> EXERCISE OBJECTIVE
Return only that part of the material below which starts with the line containing "Just requesting a" and goes on through the line containing "danfaizer: Right, I", restated exactly.

> RECORDS FOR PROCESSING

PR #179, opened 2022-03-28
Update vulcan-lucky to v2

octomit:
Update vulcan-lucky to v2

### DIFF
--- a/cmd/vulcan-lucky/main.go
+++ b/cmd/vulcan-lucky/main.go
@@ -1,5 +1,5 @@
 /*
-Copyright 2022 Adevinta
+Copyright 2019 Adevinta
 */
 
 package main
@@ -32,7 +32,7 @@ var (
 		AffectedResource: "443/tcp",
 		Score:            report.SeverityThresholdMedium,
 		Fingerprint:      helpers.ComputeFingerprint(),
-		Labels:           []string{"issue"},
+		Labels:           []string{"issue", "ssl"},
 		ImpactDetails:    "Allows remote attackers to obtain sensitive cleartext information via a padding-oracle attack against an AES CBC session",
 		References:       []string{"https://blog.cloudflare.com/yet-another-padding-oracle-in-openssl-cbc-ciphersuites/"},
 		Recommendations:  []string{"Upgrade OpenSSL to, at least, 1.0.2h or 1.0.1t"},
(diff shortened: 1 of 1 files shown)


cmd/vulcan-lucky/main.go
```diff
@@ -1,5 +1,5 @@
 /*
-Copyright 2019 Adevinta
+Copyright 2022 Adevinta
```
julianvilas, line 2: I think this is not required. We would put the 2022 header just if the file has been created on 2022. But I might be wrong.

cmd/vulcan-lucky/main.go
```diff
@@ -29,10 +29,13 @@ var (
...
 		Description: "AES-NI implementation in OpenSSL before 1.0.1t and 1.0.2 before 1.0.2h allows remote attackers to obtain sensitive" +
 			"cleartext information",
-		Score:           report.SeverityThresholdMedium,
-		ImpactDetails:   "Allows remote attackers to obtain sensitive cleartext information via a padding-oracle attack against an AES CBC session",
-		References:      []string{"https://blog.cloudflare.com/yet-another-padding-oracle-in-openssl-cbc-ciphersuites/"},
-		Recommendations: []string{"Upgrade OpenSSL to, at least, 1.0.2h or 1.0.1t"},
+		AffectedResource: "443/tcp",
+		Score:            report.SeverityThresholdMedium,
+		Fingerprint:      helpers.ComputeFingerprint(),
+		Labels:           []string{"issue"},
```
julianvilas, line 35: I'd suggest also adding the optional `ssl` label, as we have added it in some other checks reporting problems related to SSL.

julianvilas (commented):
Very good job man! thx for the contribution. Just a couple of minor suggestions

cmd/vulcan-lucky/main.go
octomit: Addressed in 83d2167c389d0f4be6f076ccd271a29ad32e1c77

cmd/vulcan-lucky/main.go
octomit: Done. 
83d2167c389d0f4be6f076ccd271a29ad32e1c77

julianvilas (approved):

...

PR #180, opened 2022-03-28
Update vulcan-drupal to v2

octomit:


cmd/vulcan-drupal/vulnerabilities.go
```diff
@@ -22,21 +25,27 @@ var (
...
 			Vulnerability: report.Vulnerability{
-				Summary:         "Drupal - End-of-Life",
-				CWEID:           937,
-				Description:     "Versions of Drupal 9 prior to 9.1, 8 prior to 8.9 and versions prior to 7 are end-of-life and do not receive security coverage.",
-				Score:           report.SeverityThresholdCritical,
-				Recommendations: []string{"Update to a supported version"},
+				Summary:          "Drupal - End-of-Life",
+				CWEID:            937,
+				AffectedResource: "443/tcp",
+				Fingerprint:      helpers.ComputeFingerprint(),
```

==

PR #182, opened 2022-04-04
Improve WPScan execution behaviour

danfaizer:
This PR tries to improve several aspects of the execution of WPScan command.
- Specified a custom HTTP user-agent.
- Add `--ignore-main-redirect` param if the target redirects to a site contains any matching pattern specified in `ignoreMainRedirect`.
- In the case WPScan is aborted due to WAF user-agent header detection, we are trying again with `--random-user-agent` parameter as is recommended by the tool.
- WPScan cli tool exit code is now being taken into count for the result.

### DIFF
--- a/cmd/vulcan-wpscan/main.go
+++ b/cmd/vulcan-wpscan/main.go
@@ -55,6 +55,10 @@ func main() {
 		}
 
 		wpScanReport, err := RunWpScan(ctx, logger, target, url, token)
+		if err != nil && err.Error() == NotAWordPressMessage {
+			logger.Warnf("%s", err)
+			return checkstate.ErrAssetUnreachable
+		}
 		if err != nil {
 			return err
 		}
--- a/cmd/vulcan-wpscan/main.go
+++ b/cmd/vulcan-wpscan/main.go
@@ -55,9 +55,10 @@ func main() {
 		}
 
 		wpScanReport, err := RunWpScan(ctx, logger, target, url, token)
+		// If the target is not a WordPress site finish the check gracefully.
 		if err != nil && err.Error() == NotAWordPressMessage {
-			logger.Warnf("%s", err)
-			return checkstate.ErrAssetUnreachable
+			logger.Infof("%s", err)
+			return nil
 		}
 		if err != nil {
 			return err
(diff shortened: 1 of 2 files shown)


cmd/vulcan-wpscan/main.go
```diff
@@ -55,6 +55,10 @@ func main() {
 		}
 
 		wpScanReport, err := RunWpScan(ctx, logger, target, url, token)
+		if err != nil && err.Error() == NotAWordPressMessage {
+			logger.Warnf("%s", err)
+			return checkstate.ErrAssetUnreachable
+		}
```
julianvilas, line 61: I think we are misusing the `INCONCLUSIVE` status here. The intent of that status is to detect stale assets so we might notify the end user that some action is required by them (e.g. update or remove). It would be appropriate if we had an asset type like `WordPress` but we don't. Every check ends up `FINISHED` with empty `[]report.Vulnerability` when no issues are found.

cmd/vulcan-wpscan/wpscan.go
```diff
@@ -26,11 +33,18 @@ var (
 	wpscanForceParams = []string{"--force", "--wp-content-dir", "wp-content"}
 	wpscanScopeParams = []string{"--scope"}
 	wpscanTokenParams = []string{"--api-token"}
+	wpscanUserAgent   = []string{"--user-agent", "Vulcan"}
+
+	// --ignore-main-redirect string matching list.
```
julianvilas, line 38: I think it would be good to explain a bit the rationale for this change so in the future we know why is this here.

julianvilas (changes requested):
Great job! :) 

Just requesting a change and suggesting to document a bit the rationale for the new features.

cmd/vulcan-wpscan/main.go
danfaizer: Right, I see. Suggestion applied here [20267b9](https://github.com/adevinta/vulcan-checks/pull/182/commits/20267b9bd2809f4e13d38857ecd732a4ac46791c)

> EXERCISE SOLUTION
Just requesting a change and suggesting to document a bit the rationale for the new features.

cmd/vulcan-wpscan/main.go
danfaizer: Right, I see. Suggestion applied here [20267b9](https://github.com/adevinta/vulcan-checks/pull/182/commits/20267b9bd2809f4e13d38857ecd732a4ac46791c)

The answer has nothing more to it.